As a former software sales expert and global VP with over 30 years’ experience, I think it’s fair to say I’ve gained a lot of knowledge about the sector, including understanding the red flags that could signify when a deal is potentially at risk. I’ve collated my 15 signs that your software deal is at serious risk:
Red flags signs your software deal could be heading south
- No executive sponsorship from a “disruptive person” strong enough to push through new initiatives, or the supplier fails to show that their solution can solve disruption seen by a customer at an executive level. Any major programme will require the buy-in of at least one senior person with ‘disruptive ambitions’. A lack of either of these factors is likely to prove problematic from a supplier’s perspective.
- No business case or no one in the customer as a “point person” to work with in building a business case. A business case constructed jointly by the supplier and the customer defines and quantifies the value expected from the proposed solution. A lack of a business case will reduce the deal value and often delay its approval.

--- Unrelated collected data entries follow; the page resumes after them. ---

PR #185, opened 2016-03-21
Use a command after connection instead of invoking a shell

erdnaxeli:
Hi,

I have a special use case. For security reason, I have to jump on a first host before connecting to the real destination. The connections looks like this:

Me --SSH--> Secure_Host --SSH--> final destination

I connect with SSH to Secure_Host, executing a special command (not a shell) that starts a new SSH connection between Secure_Host and my final destination. This looks like  "ssh me@Secure_Host -- other_user@final_destination".

This means that I can't use any solution based on ProxyCommand (like [this one](http://www.cyberciti.biz/faq/linux-unix-ssh-proxycommand-passing-through-one-host-gateway-server/)). ProxyCommand is useful when you want to make a tunnel through a jump host, but with a SSH connection between you and the destination.

In my case I need to run a command on the jump host to establish a second SSH session between it and the final destination. With paramiko, I need to use _exec_command()_ instead of _invoke_shell()_.

This patch basically allows to run any command right after the connection, by adding two new parameters to _BaseSSHConnection_'s constructor: _cmd_ and _cmd_sleep_:

- The _cmd_ while be launch after the connection, on his own channel, and this channel will be used after instead of a shell channel.

- The _cmd_sleep_ is the duration in second to sleep after running the command. If the command returns some text too slowly before returning the actual destination's prompt _find_prompt()_ fails because it gets a fragment of the command output without the prompt it is looking for.

With my modification I can use netmiko with these parameters:

```python
args = {
    'cmd': 'other_user@final_destination,
    'cmd_sleep': 1,
    'ip': 'Secure_Host',
    'device_type': 'cisco_ios',
    'username': 'me',
    'use_keys': True,
    'verbose': True,
}
```

### DIFF
--- a/netmiko/base_connection.py
+++ b/netmiko/base_connection.py
@@ -30,7 +30,7 @@ class BaseSSHConnection(object):
     def __init__(self, ip=u'', host=u'', username=u'', password=u'', secret=u'', port=22,
                  device_type=u'', verbose=False, global_delay_factor=.1, use_keys=False,
                  key_file=None, ssh_strict=False, system_host_keys=False, alt_host_keys=False,
-                 alt_key_file='', ssh_config_file=None):
+                 alt_key_file='', ssh_config_file=None, cmd=u'', cmd_sleep=.1):
 
         if ip:
             self.host = ip
@@ -45,6 +45,8 @@ class BaseSSHConnection(object):
         self.secret = secret
         self.device_type = device_type
         self.ansi_escape_codes = False
+        self.cmd=u''
+        self.cmd_sleep = int(cmd_sleep)
 
         # Use the greater of global_delay_factor or delay_factor local to method
         self.global_delay_factor = global_delay_factor
@@ -176,8 +178,14 @@ class BaseSSHConnection(object):
         if verbose:
             print("SSH connection established to {0}:{1}".format(self.host, self.port))
 
-        # Use invoke_shell to establish an 'interactive session'
-        self.remote_conn = self.remote_conn_pre.invoke_shell()
+        if self.cmd:
+            self.remote_conn = self.remote_conn_pre.get_transport().open_channel("session")
+            self.remote_conn.exec_command(self.cmd)
+            time.sleep(self.cmd_sleep)
+        else
+            # Use invoke_shell to establish an 'interactive session'
+            self.remote_conn = self.remote_conn_pre.invoke_shell()
+
         self.special_login_handler()
         if verbose:
             print("Interactive SSH session established")


ktbyers:
@erdnaxeli Why can't you use SSH proxy and then run a different command on the intermediate server? SSH proxy doesn't limit you to just 'nc [host] [port]', you should be able to run other commands.

See https://pynet.twb-tech.com/blog/automation/netmiko-proxy.html

erdnaxeli:
SSH proxy does not work in the same way. SSH runs the ProxyCommand, then tries to open an SSH connection using the proxy's STDIN and STDOUT like a socket. With "ssh me@jumphost nc destination 22" we have the following:

```
      +----+    +--------+    +-----------+
      | me |    |jumphost|    |destination|
      |    |    |        |    |           |
Proxy |SSH +--> |  nc    +--> | SSHD      |
      |    |    |        |    |   ^       |
      |SSH +------------------|---+       |
      |    |    |        |    |           |
      +----+    +--------+    +-----------+
```

This works because nc opens the socket and wait for data to write in it.

What I want is:

```
      +----+    +--------+    +-----------+
      | me |    |jumphost|    |destination|
      |    |    |        |    |           |
      |SSH +--> |  black +--> | SSHD      |
      |    |    |  box   |    |    +      |
      |    |    |        |    |    v      |
      |    |    |        |    | cisco cli |
      +----+    +--------+    +-----------+

```
I don't want a direct SSH connection between me and my destination, I don't even have the credentials to do it.

If I set a ProxyCommand like "ssh me@jumphost -- other_user@destination", what is done is:

```
      +----+    +--------+    +-----------+
      | me |    |jumphost|    |destination|
      |    |    |        |    |           |
Proxy |SSH +--> |  black +--> | SSHD      |
      |    |    |  box   |    |    +      |
      |    |    |        |    |    v      |
      |SSH +----------------> | cisco cli |
      +----+    +--------+    +-----------+
```

Here my jumphost does not just open the socket, it replies some garbage before openning the SSH connection to the destination, and then open it. So my initial SSH process on my host cannot make an SSH connection to destination. It is not talking to a SSH daemon, it is talking to a cisco cli.

Actually I don't event know what runs on the jumphost (and I can't open a shell on it). When I run "ssh me@Secure_Host -- other_user@final_destination", "other_user@final_destination" is passed as a parameter to the black box (probably a "command" parameter in the authorized_keys file).

This is obvious when enabling verbose mode:

```
me@src_host:~$ cat .ssh/config 
Host thisdoesnotwork
    IdentityFile /home/me/.ssh/id_rsa
    ProxyCommand /usr/bin/ssh me@jumphost -- other_user@final_destination
me@src_host:~$ ssh -v thisdoesnotwork
OpenSSH_6.7p1 Debian-5, OpenSSL 1.0.1k 8 Jan 2015
debug1: Reading configuration data /home/me/.ssh/config
…
debug1: Executing proxy command: exec /usr/bin/ssh me@jumphost -- other_user@final_destination
…
debug1: Local version string SSH-2.0-OpenSSH_6.7p1 Debian-5
debug1: ssh_exchange_identification: src_host:47624 => me@jumphost:22 => other_user@final_destination:22 ...
debug1: ssh_exchange_identification: 
debug1: ssh_exchange_identification: 
debug1: ssh_exchange_identification: \033[0m allowed ... log on(/home/me/ttyrec/final_destination/2016-03-21.17-52-57.12869)
debug1: ssh_exchange_identification: 
debug1: ssh_exchange_identification: \033[0mSSH-2.0-OpenSSH_6.7p1 Debian-5
debug1: ssh_exchange_identification: 
debug1: ssh_exchange_identification: Failed to add the host to the list of known hosts (/home/me/.ssh/known_hosts).
debug1: ssh_exchange_identification: final_destination#SSH-2.0-OpenSSH_6.7p1 Debian-5
debug1: ssh_exchange_identification:             ^
debug1: ssh_exchange_identification: % Invalid input detected at '^' marker.
debug1: ssh_exchange_identification: 
debug1: ssh_exchange_identification: final_destination#
```

On one side we have an SSH process tring to do the ssh_exchange_identification, on the other we have the script on the jumphost talking about logs and then the final destination's cli, wich does not understand what SSH is trying to tell him ("% Invalid input detected at '^' marker.").

ktbyers:
@erdnaxeli I probably disagree with you on how SSH proxy works (though definitely could be wrong), but would need more time to experiment. Regardless, it looks like given your restricted setup you probably can't make SSH proxy work.

Unfortunately, your situation is too rare to make a general change (albeit a very minor change). Few people even have SSH proxies and then an ultra-restricted one like yours.

Consequently, I am going to reject this change.

I would recommend you just make a child class and overwrite the \_\_init\_\_ method. You can then sub-in your code and still use the other Netmiko methods.

erdnaxeli:
Ok I understand. I wil do some monkey patching for my specific case :)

- The client goes “dark” – depending on a single customer contact person heightens the risk of going “dark” leaving the supplier uncertain if the project is at risk.
- A single customer contact also prevents the supplier being able to ‘triangulate’ deal status feedback from that person for accuracy. How do you know that the individual is presenting facts and not an opinion, perhaps they are not involved in key internal discussions – or have their own agenda? In the same way if the supplier has only one person in contact with customer this also creates similar risks of distorted feedback.
- More stakeholders join – as the deal progresses – and the original sponsor changes or loses interest. Now you have different individuals with different personalities and drivers to contend with and they might not see the deal in the same positive light that your original sponsor did. If all individuals aren’t united in their objectives then it’s likely that difficulties lie ahead.
- Unknown person appears in a meeting. What does this person have to gain from suddenly being present at the table and could it be a sign that the criteria is changing –potentially to favour competitors?
- The scope of the project changes. Another obvious one. This is a major red flag and suggests that someone within the firm isn’t entirely happy with the deal and wants to adapt it to meet their own goals.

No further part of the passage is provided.